* SOURCE DATA:
PR #63, opened 2026-04-14
feat(plugins): split guardrails into 12 modular plugins

HongmingWang-Rabbit:
Replaces the monolithic \`molecule-guardrails\` proposal with 12 single-purpose plugins users install à la carte. A workspace can install just \`molecule-careful-bash\` for safety, or stack the full set for the same posture as the orchestrator.

## Mechanics

\`AgentskillsAdaptor\` (the default plugin adapter) gains a new \`_install_claude_layer()\` step that conditionally:
1. Copies \`hooks/*\` → \`/configs/.claude/hooks/\` (preserving exec bit)
2. Copies \`commands/*.md\` → \`/configs/.claude/commands/\`
3. Merges \`settings-fragment.json\` into \`/configs/.claude/settings.json\`, rewriting \`${CLAUDE_DIR}\` to the workspace's absolute install path. Existing user hooks preserved (deep-merge by event).

All conditional — no-op when the plugin doesn't ship the corresponding files. Existing plugins unchanged. Drift test passes (SDK + runtime mirrors stay in sync).

## The 12 plugins

| Category | Plugin | Purpose |
|---|---|---|
| Hook | molecule-careful-bash | Refuses destructive bash; ships careful-mode skill |
| Hook | molecule-freeze-scope | Locks edits via \`.claude/freeze\` |
| Hook | molecule-audit-trail | Appends every Edit/Write to \`audit.jsonl\` |
| Hook | molecule-session-context | Auto-loads cron-learnings at session start |
| Hook | molecule-prompt-watchdog | Warns on destructive prompt keywords |
| Skill | molecule-skill-code-review | 16-criteria multi-axis review |
| Skill | molecule-skill-cross-vendor-review | Adversarial second-model review |
| Skill | molecule-skill-llm-judge | Deliverable-vs-request scoring |
| Skill | molecule-skill-update-docs | Post-merge doc sync |
| Skill | molecule-skill-cron-learnings | Operational-memory JSONL format |
| Workflow | molecule-workflow-triage | \`/triage\` PR-triage cycle |
| Workflow | molecule-workflow-retro | \`/retro\` weekly retrospective |

## Test plan
- [x] \`python3 -m molecule_plugin validate plugins/molecule-*\` → 13/13 valid
- [x] End-to-end install smoke (asyncio + real InstallContext) on hook / skill / workflow plugins → all produce expected tree, settings paths rewritten, exec bits preserved, 0 warnings
- [x] \`pytest tests/test_plugins_builtins_drift.py\` → passes after the parallel changes to both AgentskillsAdaptor copies
- [x] CLAUDE.md updated with categorized plugin list

## Why split

Per user feedback on the bundled approach: \"any other user can pick what they want instead just for us\". A solo developer might want only \`molecule-careful-bash\`. A team running cron triage might want \`molecule-workflow-triage\` + the skills it composes. An ops team auditing AI activity might want only \`molecule-audit-trail\`. Bundling defeats the modularity the plugin system was built for.

### DIFF
--- a/CLAUDE.md
+++ b/CLAUDE.md
@@ -109,6 +109,28 @@ Shared plugins in `plugins/` are auto-loaded by every workspace:
 - **`ecc`**: General Claude Code guardrails
 - **`browser-automation`**: Puppeteer/CDP-based web scraping and live canvas screenshots (opt-in per workspace — wired into Research + UIUX roles in `org-templates/molecule-dev/org.yaml`)
 
+**Modular guardrails** (Claude Code only — pick what you need, or install several):
+
+*Hook plugins (ambient enforcement at the harness layer)*
+- **`molecule-careful-bash`** — REFUSES `git push --force` to main, `rm -rf` at root, `DROP TABLE` against prod schema. Ships the `careful-mode` skill as documentation.
+- **`molecule-freeze-scope`** — locks edits to a single path glob via `.claude/freeze`. Useful while debugging.
+- **`molecule-audit-trail`** — appends every Edit/Write to `.claude/audit.jsonl` for accountability.
+- **`molecule-session-context`** — auto-loads recent cron-learnings + open PR/issue counts at session start. Pairs with `molecule-skill-cron-learnings`.
+- **`molecule-prompt-watchdog`** — injects warning context when the user prompt mentions destructive keywords ("force push", "drop table", "delete all", etc).
+
+*Skill plugins (on-demand, via the `Skill` tool)*
+- **`molecule-skill-code-review`** — 16-criteria multi-axis review.
+- **`molecule-skill-cross-vendor-review`** — adversarial second-model review (use for noteworthy PRs).
+- **`molecule-skill-llm-judge`** — score whether a deliverable addresses the request.
+- **`molecule-skill-update-docs`** — sync repo docs after merges.
+- **`molecule-skill-cron-learnings`** — defines the operational-memory JSONL format consumed by `molecule-session-context`.
+
+*Workflow plugins (slash commands that compose skills)*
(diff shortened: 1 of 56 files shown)


HongmingWang-Rabbit:
## Code-review findings — 1 🔴

### 🔴 Missing `import json` in SDK builtins
`sdk/python/molecule_plugin/builtins.py` uses `json.loads` / `json.dumps` in `_merge_settings_fragment` (L173, L180) and `_rewrite_hook_paths` (L193), but the module has no `import json` at the top.

Existing SDK tests pass because none exercise `_install_claude_layer` with a `settings-fragment.json`. As soon as a plugin ships `settings-fragment.json` and is installed via the SDK path (every one of the 12 new plugins except skill-only ones), it will raise `NameError: name 'json' is not defined`.

The workspace-template copy (`workspace-template/plugins_registry/builtins.py` L43) has `import json` correctly — this is pure drift that the syntactic drift test didn't catch.

**Fix:** add `import json` at the top of `sdk/python/molecule_plugin/builtins.py` (next to the existing `import os`, `import shutil`, `import subprocess`).

**Suggestion:** add a regression test that imports a plugin with a `settings-fragment.json` and asserts the merge completes without NameError, so future drift is caught by tests rather than in production.

Blocking merge on this. 🟡 and 🔵 aside.

### 🟡 Warning
- `_copy_dir_files` branch at L158/L267: the `only_suffix` / `executable_suffix` combined filter is subtle — when `only_suffix=".md"` and a `.py` file is present, it falls through because `executable_suffix` is None, but reading the condition inversely is confusing. Consider separating "allowed suffixes" into a set argument.

### 🔵 Suggestion
- Two `builtins.py` copies diverging is a recurring cost. Consider a shared `_claude_layer.py` module imported by both (only `append_to_memory` / `InstallContext` differ, and those are parameters). Current drift test catches shape drift but missed this import drift.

* PROMPT:
Up to and including the line with "## Test plan", write out the records above exactly, starting from their first line.

* RESULT FOR THIS EXERCISE:
PR #63, opened 2026-04-14
feat(plugins): split guardrails into 12 modular plugins

HongmingWang-Rabbit:
Replaces the monolithic \`molecule-guardrails\` proposal with 12 single-purpose plugins users install à la carte. A workspace can install just \`molecule-careful-bash\` for safety, or stack the full set for the same posture as the orchestrator.

## Mechanics

\`AgentskillsAdaptor\` (the default plugin adapter) gains a new \`_install_claude_layer()\` step that conditionally:
1. Copies \`hooks/*\` → \`/configs/.claude/hooks/\` (preserving exec bit)
2. Copies \`commands/*.md\` → \`/configs/.claude/commands/\`
3. Merges \`settings-fragment.json\` into \`/configs/.claude/settings.json\`, rewriting \`${CLAUDE_DIR}\` to the workspace's absolute install path. Existing user hooks preserved (deep-merge by event).

All conditional — no-op when the plugin doesn't ship the corresponding files. Existing plugins unchanged. Drift test passes (SDK + runtime mirrors stay in sync).

## The 12 plugins

| Category | Plugin | Purpose |
|---|---|---|
| Hook | molecule-careful-bash | Refuses destructive bash; ships careful-mode skill |
| Hook | molecule-freeze-scope | Locks edits via \`.claude/freeze\` |
| Hook | molecule-audit-trail | Appends every Edit/Write to \`audit.jsonl\` |
| Hook | molecule-session-context | Auto-loads cron-learnings at session start |
| Hook | molecule-prompt-watchdog | Warns on destructive prompt keywords |
| Skill | molecule-skill-code-review | 16-criteria multi-axis review |
| Skill | molecule-skill-cross-vendor-review | Adversarial second-model review |
| Skill | molecule-skill-llm-judge | Deliverable-vs-request scoring |
| Skill | molecule-skill-update-docs | Post-merge doc sync |
| Skill | molecule-skill-cron-learnings | Operational-memory JSONL format |
| Workflow | molecule-workflow-triage | \`/triage\` PR-triage cycle |
| Workflow | molecule-workflow-retro | \`/retro\` weekly retrospective |

## Test plan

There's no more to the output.